Если она не спала, то плакала. Слезы не облегчали душу, но лились без остановки до тех пор, пока она снова не забывалась прерывистым беспокойным сном.
Мама поняла, что с ней что-то не ладно с первого взгляда, нутром почуяла беду, когда Ася пришла домой из Дворца Спорта с разорванным в клочья сердцем. Девушка изо всех сил старалась держаться, прятала глаза и даже пыталась улыбаться. Проскользнув в свою комнату, она медленно, будто боясь потревожить свои свежие раны, легла на кровать, глядя перед собой невидящим взглядом.
“Я все сделала правильно!” – твердила она себе, чувствуя, как постепенно приходит осознание потери, как беспощадная боль разливается по телу, становясь в нем полноправной хозяйкой.
Неслышно ступая по ковру, Клавдия Владимировна зашла в комнату вслед за ней. Обеспокоенно оглядев съежившуюся на кровати дочь, женщина подошла к ее письменному столу и взяла в руки большую цветную фотографию сборной, которую Ася привезла с Чемпионата мира в Эссене в прошлом году. На групповом снимке спортсмены стояли в два ряда, сияя счастливыми улыбками и золотыми медалями, а Ася стояла рядом с Гаранжиным по центру снимка и сама светилась похлеще тех медалей.
- Который из них? – тихо спросила женщина, вглядываясь в лица баскетболистов на снимке.

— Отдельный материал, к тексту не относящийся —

PR #565, opened 2025-06-20
Feat/new driver/sony/ptz cgi

KesterJJ:


w-le:
Using placeos/drivers test harness, currently the ptz_cgi.cr driver compiles, but fails the spec run with:
```
{
    "error": "In drivers/sony/camera/ptz_cgi_spec.cr:3:13

 3 | DriverSpecs.mock_driver \"Sony::Camera::PtzCGI\" do
                 ^----------
Error: instantiating 'DriverSpecs.mock_driver(String)'


In drivers/sony/camera/ptz_cgi_spec.cr:3:13

 3 | DriverSpecs.mock_driver \"Sony::Camera::PtzCGI\" do
                 ^----------
Error: instantiating 'DriverSpecs.mock_driver(String)'


In drivers/sony/camera/ptz_cgi_spec.cr:18:3

 18 | update_settings({\"uri_base\" => \"http://192.168.1.100\"})
      ^--------------
Error: undefined method 'update_settings' for DriverSpecs (with ... yield) and top-level (current scope)
"
}
```

However I have just noticed that there is actually already a 4 year cgi_protocol.cr driver in the same folder, by Steve. No idea if this has ever been used, but we have 2 options now. I will e2e test with the older cgi_protocol.cr driver first.

PR #574, opened 2025-08-13
feat: [PPT-2181] Added Solution2 PMS Driver

naqvis:


w-le (approved):
perfect. service and logic driver tested e2e working ok

PR #582, opened 2025-09-03
Updated ZR-CSAPI and NVX RX

kvu-ucla:
- Updated ZR-CSAPI to add method for stopping wireless sharing
- adding updated switch local with added USB-C1 and USB-C2 inputs


w-le (approved):
Looks good and safe, thank you!

PR #603, opened 2026-04-09
feat(public_events): [PPT-2247] filter public events

chillfox:
For use with https://github.com/PlaceOS/rest-api/pull/430


stakach (approved):
LGTM

PR #607, opened 2026-04-30
feat(visitor_mailer): [PPT-2375] notify after edit

chillfox:
Depends upon this staff-api change: https://github.com/PlaceOS/staff-api/pull/370


stakach (approved):
LGTM

PR #614, opened 2026-06-16
fix(visitor_mailer): reduce duplicate emails (PPT-2375)

chillfox:


naqvis (commented):
LGTM.
Except that harness script changes. I doubt this hack will work during cases where redis get restarted. Also don't believe problem is related to musl binaries but the base image or other docker configurations issues.

chillfox:
> LGTM. Except that harness script changes. I doubt this hack will work during cases where redis get restarted. Also don't believe problem is related to musl binaries but the base image or other docker configurations issues.

I have removed the harness changes

naqvis (approved):
LGTM

PR #621, opened 2026-07-30
fix(visitor_mailer): follow the host reassigned on an event (PPT-2375)

chillfox:
Scenario 1 of PPT-2375: *"the 'Booking Host Changed' notification should be sent to the original host. Instead the new host is receiving the Visitor Invite Confirmation email."* — the mailer half.

The reassignment itself is PlaceOS/staff-api#383, which makes `host` on every signal mean *who is hosting* and reports the mailbox owner separately as `organiser_email`. With that merged the mailer's existing logic already notifies the previous host and filters the new one; this parses the new field, pins the behaviour with a test, and deals with the other half of QA's report.

## The new host receiving a visitor invitation

They were not being treated as a host at all — they were a newly added attendee, and the signal still named the old host, so `skip_host_email` had nothing to match. staff-api#383 fixes that case, but it is the visible symptom of something broader: front ends mark **every** attendee of a meeting as an expected visitor, so colleagues are announced exactly like external guests and receive visitor invitations and QR codes.

`skip_internal_domain_email` (default `false`) drops anyone sharing the host's email domain, on invitations, check-in and induction notifications, and change notifications. It is the no-configuration counterpart to `host_domain_filter`, which needs an explicit domain list.

Left off by default: staff visiting *another* site are legitimate visitors and share the host's domain, so turning this on everywhere would silently stop those emails. Worth enabling per system — including the dev server, where it is what stops QA seeing the invitation to the new host.

Emails aimed at the host (`notify_checkin`, `notify_original_host`) are unaffected — the filter tests the attendee's domain, not the recipient's.

## Testing

4 specs: `host_domain_filter` and `skip_internal_domain_email` suppressing a colleague's invitation and their change notification while an external visitor still gets both, the setting being off by default, and a reassignment signal notifying the previous host while naming the new host on the visitor's change email.

`./harness report --basic-render --verbose --tests=1 drivers/place/visitor_mailer_spec.cr` passes; `crystal tool format` and `ameba` clean.

Stacked on #620. Happy to split `skip_internal_domain_email` out into its own change if you would rather keep this to the signal shape alone — it is independent of the rest.

### DIFF
--- a/drivers/place/visitor_mailer.cr
+++ b/drivers/place/visitor_mailer.cr
@@ -71,6 +71,12 @@ class Place::VisitorMailer < PlaceOS::Driver
     # unaffected.
     skip_host_email: true,
 
+    # When true, attendees whose email domain matches the host's are treated as
+    # colleagues rather than visitors and are not emailed. Front ends tend to
+    # mark every attendee as an expected visitor, so staff invited to a meeting
+    # would otherwise receive visitor invites and QR codes.
+    skip_internal_domain_email: false,
+
     domain_uri:      "https://example.com/",
     jwt_private_key: PlaceOS::Model::JWTBase.private_key,
   })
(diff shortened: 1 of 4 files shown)


stakach (approved):
LGTM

Девушка вздрогнула и, приподнявшись на руках, молча посмотрела на мать сухими глазами.
- Вот этот? Сероглазый? – спросила мама, переводя взгляд с Аси на фотографию и обратно, – На Кирилла чем-то похож.
У Аси по щекам потекли слезы. Больше не осталось сил притворяться, скрывать от мамы свое горе, которое уже наполнило ее до краев и теперь выливалось бурным потоком в благодатную почву понимания самого близкого и родного человека.

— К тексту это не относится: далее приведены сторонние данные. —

PR #8, opened 2025-03-25
Integrating Cursor rules

daniloc:
Adding Cursor rules files is pretty straightforward. This could be handy because the agent is liable to take random initiative and break perfectly working things. Hypothesis: A bit of static error correction built into the project will guard against the worst drift.

Even more interesting: the wizard could keep the rules up to date as our docs evolve.

This pull:

- Detects whether we're in a Cursor session by looking for the `CURSOR_TRACE_ID` environment variable
- Includes raw rules files in the wizard's build
- Copies that file into a project according to the selected framework


src/nextjs/nextjs-wizard.ts
```diff
@@ -209,14 +209,48 @@ export async function runNextjsWizard(options: WizardOptions): Promise<void> {
     integration: Integration.nextjs,
   });
 
+  // Add documentation file if in Cursor environment
+  if (process.env.CURSOR_TRACE_ID) {
```
joshsny: Do we have any docs that point to this being present - any more env vars that we can use?

src/nextjs/nextjs-wizard.ts
```diff
@@ -209,14 +209,48 @@ export async function runNextjsWizard(options: WizardOptions): Promise<void> {
...
+    const docsDir = path.join(options.installDir, '.cursor', 'rules');
```
joshsny: Is it .cursorrules, I can't remember?

src/rules-stubs/universal.md
```diff
@@ -0,0 +1,25 @@
...
+
+How PostHog identifies users and whether events are identified have significant billing consequences for an integration. Consult with the developer before writing any code to implement or alter the approach to this task.
+
+# Custom properties
+
+If a custom property is at any point referenced in two or more files or two or more callsites in the same file, use an enum or const object, as above in feature flags.
+
+# Naming
+
+Before creating any new event or property names, consult with the developer for any existing naming convention. Consistency in naming is essential. Similarly, be careful about any changes to existing naming as this may break reporting and distort data for the project.
```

- Мама, что мне делать? – сквозь слезы прошептала девушка.
Клавдия Владимировна обняла дочь и, гладя ее по содрогающимся от рыданий плечам, тихо проговорила:
- Все пройдет, Асенька! Пройдет, моя милая!

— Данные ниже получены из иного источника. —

PR #33, opened 2025-05-02
chore: point user towards docs when they face an issue

joshsny:
When users face an issue during setup it'd be helpful to point them towards the documentation.

### DIFF
--- a/src/run.ts
+++ b/src/run.ts
@@ -13,6 +13,7 @@ import { analytics } from './utils/analytics';
 import { runSvelteWizard } from './svelte/svelte-wizard';
 import { runReactNativeWizard } from './react-native/react-native-wizard';
 import { EventEmitter } from 'events';
+import chalk from 'chalk';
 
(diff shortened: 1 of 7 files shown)


src/run.ts
```diff
@@ -27,7 +28,16 @@ type Args = {
 };
 
 export async function run(argv: Args) {
-  await runWizard(argv);
+  try {
+    await runWizard(argv);
+  } catch (error) {
+    clack.log.error(
+      `Something went wrong. You can read the documentation for PostHog at ${chalk.cyan(
+        'https://posthog.com/docs',
```
zlwaterfield: Feels like we could point them to a more specific doc - not a blocker just an idea for the future. Next does this well with specific error links.

zlwaterfield (approved):

src/run.ts
joshsny: Ah yeah we can take the integration docs and point them there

Больше мама не задавала ей вопросов. Она только кормила ее супом с ложечки, как маленького ребенка, и ласково гладила по голове, ревностно защищая ее покой от внимания родных.
Ася утыкалась маме в коленки и ревела навзрыд, пытаясь с этими слезами выплеснуть всю боль наружу, отдать ее этому миру обратно.
- Мамочка, помоги мне! Я не могу больше… – сквозь рыдания шептала она.
- Пройдет, пройдет… – повторяла мама, глотая собственные слезы.
Если бы он сам принял это решение, ей было бы легче. Если бы он обидел ее, бросил, унизил, оскорбил! Она бы злилась на него, могла бы даже возненавидеть, мучилась, но не чувствовала бы этой беспощадной вины за собой. Перед глазами до сих пор стояло его лицо, с испуганным выражением непонимания и горечи потери. Она как наяву видела перед собой прозрачный серо-голубой свет, который исходил от его глаз, словно это произошло только что. Ни время, ни слезы, ни сон, не отдаляли от нее это воспоминание, не делали его бледнее или слабее.
Ася начала стремительно худеть. Буквально за несколько дней из цветущей, пусть хрупкой, но румяной и здоровой девушки, она превратилась в собственную тень. Скулы обострились, под глазами от слез залегли глубокие тени, тело превратилось в обтянутый кожей полудетский скелет, теряющийся в одежде. Она не могла смотреть на себя в зеркало, да и не хотела. Теперь все было не важно, все потеряло смысл.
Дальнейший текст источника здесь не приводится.